Issue #4307, opened 2026-09-01
Upload-time guardrails: Markdown exports, oversized files, PDFs in zips


aalemayhu:
**Goal alignment**: removes the most common self-inflicted conversion failures instead of explaining them in support email.

### Problem
26 months of support mail shows the same avoidable failures: Notion Markdown/CSV exports produce garbage decks (top self-diagnosis failure of 2024, ~17 users; the "export as HTML" explainer was sent by hand ~10+ times), oversized zips (>30MB) crash with heap OOM (a student wrote a detailed spec unprompted), and zips containing PDFs slow or confuse conversion.

### Proposed direction
Upload-time guardrails: detect a Markdown export and redirect with exact fix steps; warn and offer splitting above a size threshold; ask "convert or skip PDFs?" when a zip contains them. Each guardrail is copy + detection, not new conversion capability. Trio before build.

### Metric
Failed-conversion rate; "wrong export format" and OOM support threads → 0.

PR #4334, opened 2026-09-01
fix: harden Notion Markdown upload guardrail (races, a11y, i18n)

aalemayhu:
Follow-up hardening for the Notion Markdown upload guardrail (#4328, issue #4307). The five review findings from the pre-merge review round landed after the PR merged, so they ship here:

1. **Duplicate-conversion guard** — `validate` is async; a validation resolving after a conversion already started fired a second `/api/upload/file` POST. `submitFiles` now checks a `zoneStateRef` mirror and refuses while converting (reproduction test asserts 1 upload, was 2).
2. **Impression gate** — `upload_guardrail_shown` fired from the hook even when the panel never rendered (locked wall, mid-conversion). The event now fires from a visibility-gated effect in the component.
3. **i18n** — the hard-coded "Pick a different file" button is now `t('upload.validation.pickDifferent')`, key added to all 10 locales (fr in tu-register). The identical pre-existing string from #2871 in a different render path was left untouched.
4. **Live-region precedence** — the polite announcer spoke the markdown warning while the upgrade wall was visible; it now shares the same visibility condition as the rendered panel.
5. **Test hygiene** — the guardrail describe leaked a stubbed global `fetch` (`restoreAllMocks` doesn't unstub globals); added `unstubAllGlobals` and tightened a weak `toBeGreaterThan(0)` to `toBe(1)`.

Verification: full web suite 3436/3436 green, tree-wide `pnpm format:check` clean, web `tsc --noEmit` clean, golden-path spec green (evidence for the attestation below). Server suites untouched (diff is 100% web).

## Browser check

■ **TASK TO CARRY OUT**:
Above are the records. Print exactly, and only, the lines from the line with "in support email." to the line with "### Proposed direction", both inclusive.

■ **EXERCISE RESPONSE**:
**Goal alignment**: removes the most common self-inflicted conversion failures instead of explaining them in support email.

### Problem
26 months of support mail shows the same avoidable failures: Notion Markdown/CSV exports produce garbage decks (top self-diagnosis failure of 2024, ~17 users; the "export as HTML" explainer was sent by hand ~10+ times), oversized zips (>30MB) crash with heap OOM (a student wrote a detailed spec unprompted), and zips containing PDFs slow or confuse conversion.

### Proposed direction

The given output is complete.